Unlike the classical evolutionary scheme where genetic information flows vertically, memetics offers a paradigm where cultural information (knowledge) is transferred horizontally and takes place during an individuals’ lifetime and not via reproduction. Instead of suffering random mutations or death (problematic for architectures like Badger which conceive experts as units of computation and cannot afford to lose expert knowledge), meme variations are directional and influenced by preexisting knowledge.

A practical and quick-changing implementation

We have been using our own FlatWorld as a testbed to explore the underlying mechanisms of memetics and collective intelligence. Inspired by the Animal-AI environment, a competition that tested AI agents with cognition challenges in 3D scenarios, FlatWorld takes place in a 2D world. There is still food, agents, and more, but all the movement takes place in a plane and agent observations are unidimensional. With fast iteration in mind, it has been in constant change and has changed significantly since its conception in order to serve this purpose.

Original version of the FlatWorld environment. An agent is looking at a green food block through a transparent wall. In the lower side of the image, you can see what the agent sees (colors and depth). In order to reach the food, the agent must avoid the lava blocks and go through the passage. This task requires some degree of memory, to cope with occlusion and orientation.

The implementation relies on Memetic Badger and focuses on multi-agent setups where thousands of agents coexist and compete for food and survival. We have been using agents as a synonym of experts to simplify things, and rather than hand-craft challenges with different blocks, we have reduced the number of elements to a minimum (mainly agents and food). We have been experimenting with several mechanisms and configurations in order to foster the emergence of groups and collaboration within a society. Agents can form groups, which bring them advantages, such as the ability to share energy and communicate. They can also communicate with each other via an attention mechanism, through which they can filter out who they want to communicate with and establish computation circuits, akin to the production pipelines.

While they are moving around, forming groups and gathering food, memetics keep doing their thing. Every agent is governed by a set of a few memes (usually 5 to 10), which coordinate through different kinds of voting in order to decide which meme to rely on, what action to output, whether to form a group with another agent, etc. These memes are actually very small neural networks, with around 1k parameters each, and when two agents get close enough a meme transfer can happen. This cultural evolution through horizontal transfer is therefore taking place at almost every step, and the evolutionary selection only acts every now and then, when a group of memes fails in making their vessel (the agent) survive. 

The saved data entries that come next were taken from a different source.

PR #2612, opened 2015-09-26
New package: seafile-client-qt

yopito:
https://www.seafile.com/ is an "Open Source Cloud Storage for your teams and organizations", including the ability to create your own private storage.

include packaging for libsearpc, ccnet, seafile-libclient.

PR #3529, opened 2016-02-02
New package: libsearpc-3.0.7

yopito:
Following PR #2612: split Seafile package(s) in 2 distincts PR to avoid troubles with Travis CI. This is PR 1/2


yopito:
just rebased from master.

PR #4262, opened 2016-06-01
New package: ejabberd-16.04

Vaelatern:


Vaelatern:
Problems:
[ ] It doesn't seem to cross compile and travis has a weird error for x86_64-musl.
[ ] Build process pulls things from git (all version tagged) but seems such a large part of the build, and it is version, so I don't think it's worth fixing unless someone really cares.

PR #4276, opened 2016-06-03
spotify: update to 1.0.31

teh-jazzman:


ebfe:
This release randomly segfaults for me.

teh-jazzman:
Does ist work for you at all? Do you hear sound?
I can reproduce segfaults when using alsa for sound output. There seems to be something wrong with their alsa driver. It's running stable on pulseaudio for me so far though.

Since this is closed source there is not much I can do about it. Maybe we should skip this version and hope for a fix in the next one?

ebfe:
I don't run pulseaudio. The furthest I got was pressing the play button...

I think we should skip this release. The problem is the 0.29 .deb is
no longer available, which means currently installing spotify fails. We might want to
actually downgrade to 0.28 since the .deb for that is still available...

teh-jazzman:
Agreed. I'll see how the next version performs, it should be around in 1-2 weeks.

This is a form of group selection, the same selection force involved in the appearance of altruism and other complex group behaviors in nature, and has given us interesting results in the past. By essentially discarding entire groups of memes that fail to coordinate, group selection pushes memes to evolve in ways that favor cooperation with other memes.

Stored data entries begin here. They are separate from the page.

PR #4277, opened 2016-06-03
mit-krb5: enable ldap database support

the-maldridge:
Since kerberos is often used in conjunction with ldap, it is often preferable to use ldap as the backing database for the master KDC.  This also permits the operation of multi-master KDC environments.


common/shlibs
```diff
@@ -531,6 +531,7 @@ libkdb5.so.8 mit-krb5-libs-1.13.1_1
 libkrb5.so.3 mit-krb5-libs-1.8_1
 libkrad.so.0 mit-krb5-libs-1.12.1_1
 libkrb5support.so.0 mit-krb5-libs-1.8_1
+libkdb_ldap.so.1 mit-krb5-libs-1.8_1
```
Vaelatern: `mit-krb5-libs-1.14.2_2`

the-maldridge:
Are there other changes needed for this PR?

So far, we have observed the emergence of very interesting behaviors in small and large groups of agents, and Flatworld has proven to be a great tool for quickly testing new hypotheses and making fast progress. We are constantly working towards finding the right low-level rules that lead to complex group-level behavior and quick adaptation, and we are really encouraged by our recent advances both in the understanding of the underlying mechanics and the scaling of experiments. We have recently spotted a couple of missing pieces that are key enablers of group coordination and higher-level cognition, so we hope to see more impactful results in the coming months.